We walked through the crowded studio and people didn’t move to let us pass, we had to say excuse me a lot and walk sideways with our hands up like crab-claws around manbags and jutting elbows. The studio was in a semi-derelict building just behind Oxford Road and through the grey-paned windows the grey city towers loomed like tired totems. Everyone at the party seemed to be wearing the same thick, black-rimmed glasses. The party was a private view — a launch for Nick’s new collection. He’d invited Tyler the previous night at the mill. Before or after your sex-face story? I asked. Oh, after, she said. But he’ll be disappointed if he thinks he’s in there. Too prissy for me. He’d be making a face like he didn’t understand because he wouldn’t actually understand.
‘Annihilations’ consisted of cushion-thick canvases hung from the walls at daring intervals. Splodges of dark oil paint on darker backgrounds, clumsy blobs and squares — they looked to me like large versions of micro-bacterial slides that a monkey had attempted to replicate with handfuls of baby shit. We reached a trestle table that didn’t look strong enough to support the two ice buckets teetering on its gummy surface. Tyler fished two beers from a bucket and opened them with her teeth. She had a tiny curved scar on her top lip — I imagined this was from removing a bottle-top inexpertly at some point. She handed me a beer and whispered: ‘Let’s not stay long. It’s all rather austere.’

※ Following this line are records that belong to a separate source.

PR #2522, opened 2025-01-21
api: fix backward compatibility of Substitution, missing function check

mloubout:
Fix backward compat that was applying weights to all derivative missing the `coeff.function` check

### DIFF
--- a/devito/finite_differences/derivative.py
+++ b/devito/finite_differences/derivative.py
@@ -307,7 +307,8 @@ class Derivative(sympy.Derivative, Differentiable, Pickable):
         if self in subs:
             new = subs.pop(self)
             try:
-                return new._xreplace(subs)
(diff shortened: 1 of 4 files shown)


FabioLuporini (approved):
GTG

devito/finite_differences/derivative.py
```diff
@@ -307,7 +307,8 @@ def _xreplace(self, subs):
         if self in subs:
             new = subs.pop(self)
             try:
-                return new._xreplace(subs)
+                new, flag = new._xreplace(subs)
+                return new, True
```
mloubout, line 311: Note: this was actually incorrectly returning `False` flag in lots of cases (since subs is then empy here) so `new._xreplace(subs)` would return `new, False`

I clawed up a handful of peanuts from a bowl on the table and sprinkled them into my mouth.
‘What are you doing?’ said Tyler. ‘Do you not know that there will be hipster urine particles in there?’

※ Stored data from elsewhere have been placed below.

PR #2524, opened 2025-01-23
api: Fix custom coefficients inlining

FabioLuporini:
this is only an issue for the legacy custom coefficients API

### DIFF
--- a/devito/types/equation.py
+++ b/devito/types/equation.py
@@ -98,7 +98,7 @@ class Eq(sympy.Eq, Evaluable, Pickable):
         if not mapper:
             return expr
 
-        return expr.xreplace(mapper)
+        return expr.subs(mapper)
 
     def _evaluate(self, **kwargs):
         """
--- a/examples/seismic/tutorials/07_DRP_schemes.ipynb
+++ b/examples/seismic/tutorials/07_DRP_schemes.ipynb
@@ -83,7 +83,7 @@
      "name": "stdout",
      "output_type": "stream",
      "text": [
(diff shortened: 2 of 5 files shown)


mloubout (approved):

devito/types/equation.py
```diff
@@ -98,7 +98,7 @@ def _apply_coeffs(cls, expr, coefficients):
         if not mapper:
             return expr
 
-        return expr.xreplace(mapper)
+        return expr.subs(mapper)
```
mloubout, line 101: @FabioLuporini this was the issue. If you had something like `Eq(u, u.dx2 + 2 * u.laplace, substitutions=...)` then `xreplace` only replaces the firs appearance so it was using custom coeffs for some and standard coeffs for other. Code looks much better (less. weights and derivatives) with the fix.

examples/seismic/tutorials/07_DRP_schemes.ipynb
```diff
@@ -83,7 +83,7 @@
      "name": "stdout",
      "output_type": "stream",
      "text": [
-      "Eq(-u(t, x, y)/dt + u(t + dt, x, y)/dt + (0.1*u(t, x, y) - 0.6*u(t, x - h_x, y) + 0.6*u(t, x + h_x, y))/h_x, 0)\n"
+    "Eq(-u(t, x, y)/dt + u(t + dt, x, y)/dt + 0.1*u(t, x, y)/h_x - 0.6*u(t, x - h_x, y)/h_x + 0.6*u(t, x + h_x, y)/h_x, 0)\n"
```
georgebisbas, line 86: so we lose the flop reduction here?

mloubout: This is only the symbolic equation, not the operator.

I shovelled in another handful. She pressed a wrap into my other palm.
‘What’s that?’ I said, spraying nuts. The affectation of innocence was such a comfort sometimes. Still. The wrap was like a gauntlet, a glove thrown down, a dare.
When I was secure in a cubicle I uncurled my palm. What was this? As I carefully picked open the wrap I saw it was a flyer, the words gradually revealed. I jiggled the crystals around to decipher it in full.
THEMES OF THE EMBITTERED HEART: A Talk on W.B. Yeats by Professor Marty Grane, Goldsmiths University, London. Join us for a lunchtime lecture about the later works of the great Irish poet. The Georgian Library, Mosley Street. 4th May. 1 P.M. Free.
I stared at the words. Had Tyler done this on purpose, as a joke? This was going to be difficult. I could hardly bear to, it was so desecrating. I say hardly.
As I handed it back to her I said: ‘Was that flyer especially for me?’
‘What flyer?’
‘The one you’re using as a wrap.’
She looked confused. ‘I picked it up off a stack on the counter at work. I didn’t even look at it.’
‘Oh. It’s for a talk on Yeats in Manchester next month.’
‘Your favourite!’
‘Fancy it?’
‘Sure.’
Approximately twenty-three minutes later I was in the corner of the studio dancing by a tinny stereo to a song I didn’t know and didn’t care that I didn’t know, it had a beat and that was enough for me. I could work with it. I could work with anything. Tyler was eyeing up two boys and I have to say boys, they were doing their utmost to look like boys, in tight jeans by the window. She went over to them and I heard her shout: ‘What is it with young men and this knock-kneed flamingo stance? You clearly haven’t got enough Vitamin Me in your diets. Straighten your legs. Straighten your legs right now.’
There was a woman next to me, running on the spot, smiling. I ran with her, keeping my arms and legs in time with hers and in time with the music.